Original article from NIH
The first printing of Charles Darwin’s book, On the Origin of Species by Means of Natural Selection, or the Preservation of Favoured Races in the Struggle for Life, sold out in a matter of days. Darwin considered the volume a short abstract of the ideas he’d been developing about evolution by natural selection for decades. He’d been building on his ideas since his five-year journey in the 1830s to the South American coast, the Galapagos Islands, and other regions on the British ship H.M.S. Beagle. Darwin probably wouldn’t have published in 1859 if not spurred by Alfred Russel Wallace’s paper touching on the idea of natural selection. Wallace was a young naturalist who had developed his ideas while working in the islands of the Malay Archipelago.
Darwin’s exploratory survey on the H.M.S. Beagle had brought him into contact with a wide variety of living organisms and fossils. The adaptations he saw in the finches and tortoises on the Galapagos Islands struck him particularly acutely.

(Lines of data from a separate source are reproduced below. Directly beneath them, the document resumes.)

PR #7114, opened 2026-03-25
profiles: steam: allow ~/.cache/nvidia to improve game performance

acuifex:
Improves launch performance for Team Fortress 2 on legacy OpenGL launch option and possibly other games.
Went from 100 seconds to launch the game and ~8% cpu usage during launch (~1 core on my machine?)
To 60 second and ~16% cpu usage (~2 cores)

It might be worth putting that whitelist into other profiles that in any way use OpenGL (e.g. allow-opengl-game.inc and lutris.profile)

### DIFF
--- a/etc/profile-m-z/steam.profile
+++ b/etc/profile-m-z/steam.profile
@@ -103,6 +103,7 @@ mkdir ${HOME}/.steam
 mkdir ${HOME}/Zomboid
 mkfile ${HOME}/.steampath
 mkfile ${HOME}/.steampid
+whitelist ${HOME}/.cache/nvidia
 whitelist ${HOME}/.config/Epic
 whitelist ${HOME}/.config/Loop_Hero
 whitelist ${HOME}/.config/MangoHud


kmk3 (commented):
> Improves launch performance for Team Fortress 2 on legacy OpenGL launch
> option and possibly other games.  Went from 100 seconds to launch the game
> and ~8% cpu usage during launch (~1 core on my machine?) To 60 second and
> ~16% cpu usage (~2 cores)

Nice finding.

Though isn't the default cache path for the proprietary nvidia driver at
`~/.nv/GLCache`?

Did you manually configure it to use `~/.cache/nvidia`?

On what distribution is this?

> It might be worth putting that whitelist into other profiles that in any way
> use OpenGL

> (e.g. allow-opengl-game.inc

The cache path is not blacklisted and there is no whitelisting in `${HOME}` in
that include, so not sure what commands would make sense to add there.

Also, note that this profile seems to be mostly intended to just allow running
shell script wrappers (see also #4071).

> and lutris.profile

Yes, that would be good (along with wine.profile).

Not sure about any other game-related profiles.

acuifex:
> On what distribution is this?

Arch linux. Nothing too fancy, mostly the default configurations. Using these packages if that somehow makes a difference: `nvidia-dkms xlibre-xserver linux-lts`

> Though isn't the default cache path for the proprietary nvidia driver at `~/.nv/GLCache`?
> 
> Did you manually configure it to use `~/.cache/nvidia`?

Seems to be in `~/.cache/nvidia/GLCache` for my machine. `~/.nv/` seems to have yet another cache `~/.nv/ComputeCache`, which sounds less related to games but might still be worth adding for stuff like blender under steam?

i dont think i've configured much beyond what the arch wiki says.

> > (e.g. allow-opengl-game.inc

Yep, fair enough, i for some reason thought it was doing a lot more. I guess i meant it more as a search guide to find opengl apps/games

> Yes, that would be good (along with wine.profile).

Is that a request for me to add that change to these profiles? The change would be very much speculative if i do it, since i dont know of a reliable way to verify any gains or if it even have any effect there.
I'm still very much figuring out the profile building/checking stuff :p
(edit: while it's still on my mind, i want to mention minecraft and all of its launchers)

Might also worth noting of a possible security/privacy compromise from giving sandboxed apps free reign over changing the cache files (code execution bugs and whatnot) which will be shared by host or other sandboxes

kmk3:
> > Though isn't the default cache path for the proprietary nvidia driver at
> > `~/.nv/GLCache`?  Did you manually configure it to use `~/.cache/nvidia`?
> 
> Seems to be in `~/.cache/nvidia/GLCache` for my machine. `~/.nv/` seems to
> have yet another cache `~/.nv/ComputeCache`, which sounds less related to
> games but might still be worth adding for stuff like blender under steam?
> 
> i dont think i've configured much beyond what the arch wiki says.

I see, so maybe the newer driver versions started to use a more XDG-compliant
path by default.

Is there anything else in `~/.cache/nvidia`?

> > > (e.g. allow-opengl-game.inc
> 
> Yep, fair enough, i for some reason thought it was doing a lot more. I guess
> i meant it more as a search guide to find opengl apps/games

Yeah, that file has a rather specific use case, but indeed it might be helpful
to have a common include for gaming or maybe just graphics acceleration.

Though it depends on what commands would be useful.

> I'm still very much figuring out the profile building/checking stuff :p
> (edit: while it's still on my mind, i'll add minecraft and all of its
> launchers to that list)

I'd say it's mostly done using similar profiles and
etc/templates/profile.template + trial and error.

Now that you mention it, there are a few minecraft-related profiles:

* prismlauncher.profile
* minecraft-launcher.profile

Also, I see now that `~/.nv` is blacklisted in disable.programs.inc.

> Might also worth noting of a possible security/privacy compromise from giving
> sandboxed apps free reign over changing the cache files (code execution bugs
> and whatnot) which will be shared by host or other sandboxes

Yes, it's unfortunate that the same cache is shared by all apps.

This is also the case for the mesa cache path at `~/.cache/mesa_shader_cache`.

Though there is at least `private-cache` for when an empty cache does not
significantly impact performance.

You could also try setting a custom cache path for each profile, though a
comprehensive profile would likely need many commands.

Example:

```
ignore noblacklist ~/.cache/mesa_shader_cache
ignore noblacklist ~/.cache/nvidia
ignore noblacklist ~/.nv
ignore whitelist ~/.cache/mesa_shader_cache
ignore whitelist ~/.cache/nvidia
ignore whitelist ~/.nv

noblacklist /some/mesa/path/foo
noblacklist /some/nvidia/path/foo

mkdir /some/mesa/path/foo
mkdir /some/nvidia/path/foo
whitelist /some/mesa/path/foo
whitelist /some/nvidia/path/foo

env MESA_SHADER_CACHE_DIR /some/mesa/path/foo
env __GL_SHADER_DISK_CACHE_PATH /some/nvidia/path/foo
```

kmk3 (commented):
> > Yes, that would be good (along with wine.profile).
> 
> Is that a request for me to add that change to these profiles? The change
> would be very much speculative if i do it, since i dont know of a reliable
> way to verify any gains or if it even have any effect there.

To keep things simple, I think would be fine to just add `~/.cache/nvidia` to
steam.profile for now.

Then we can try to refactor the nvidia cache paths overall.

Though I'd remove the `mkdir`, as this path is not needed on non-nvidia systems
and on nvidia systems it will likely already have been created by something
else that uses opengl/vulkan.

acuifex:
> Is there anything else in `~/.cache/nvidia`?

Only `~/.cache/nvidia/GLCache` for me

> few minecraft-related profiles

multimc.profile!

> Though I'd remove the mkdir, as this path is not needed on non-nvidia systems
and on nvidia systems it will likely already have been created by something
else that uses opengl/vulkan.

Alright. I was following how whitelists were done in steam.profile so i thought there was a reason behind it. Will force push now!

acuifex:
> I see, so maybe the newer driver versions started to use a more XDG-compliant
path by default.

I Looked up nvidia docs and apparently this was changed in 460.27.04:
https://download.nvidia.com/XFree86/Linux-x86_64/455.45.01/README/openglenvvariables.html
https://download.nvidia.com/XFree86/Linux-x86_64/460.27.04/README/openglenvvariables.html

kmk3 (commented):
> > Though I'd remove the mkdir, as this path is not needed on non-nvidia
> > systems and on nvidia systems it will likely already have been created by
> > something else that uses opengl/vulkan.
> 
> Alright. I was following how whitelists were done in steam.profile so i
> thought there was a reason behind it. Will force push now!

Looks good.

To clarify the reason, a path needs to exist in order to be whitelisted (that
is, bind-mounted into the sandbox `${HOME}` in this case).  If it does not
exist, `whitelist` simply ignores it.  If files are created directly in the
sandbox tmpfs, they only last until the program exits.

So it's important to create the path with `mkdir` for user data to avoid data
loss, but cache can be easily recreated (and will likely already exist in this
case).

> > I see, so maybe the newer driver versions started to use a more
> > XDG-compliant path by default.
> 
> I Looked up nvidia docs and apparently this was changed in 460.27.04:
> https://download.nvidia.com/XFree86/Linux-x86_64/455.45.01/README/openglenvvariables.html
> https://download.nvidia.com/XFree86/Linux-x86_64/460.27.04/README/openglenvvariables.html

Good to know, thanks.

kmk3 (approved):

Darwin concluded that species change through natural selection, or – to use Wallace’s phrase – through “the survival of the fittest” in a given environment.
Darwin’s book immediately attracted attention and controversy, not only from the scientific community, but also from the general public, who were ignited by the social and religious implications of the theory. Darwin eventually produced six editions of this book.
In time, a growing understanding of genetics and of the fact that genes inherited from both parents remain distinct entities – even if the characteristics of parents appear to blend in their children – explained how natural selection could work and helped vindicate Darwin’s proposal.
Charles Darwin’s On the Origin of Species by Means of Natural Selection, or the Preservation of Favoured Races in the Struggle for Life remains in print, in many languages.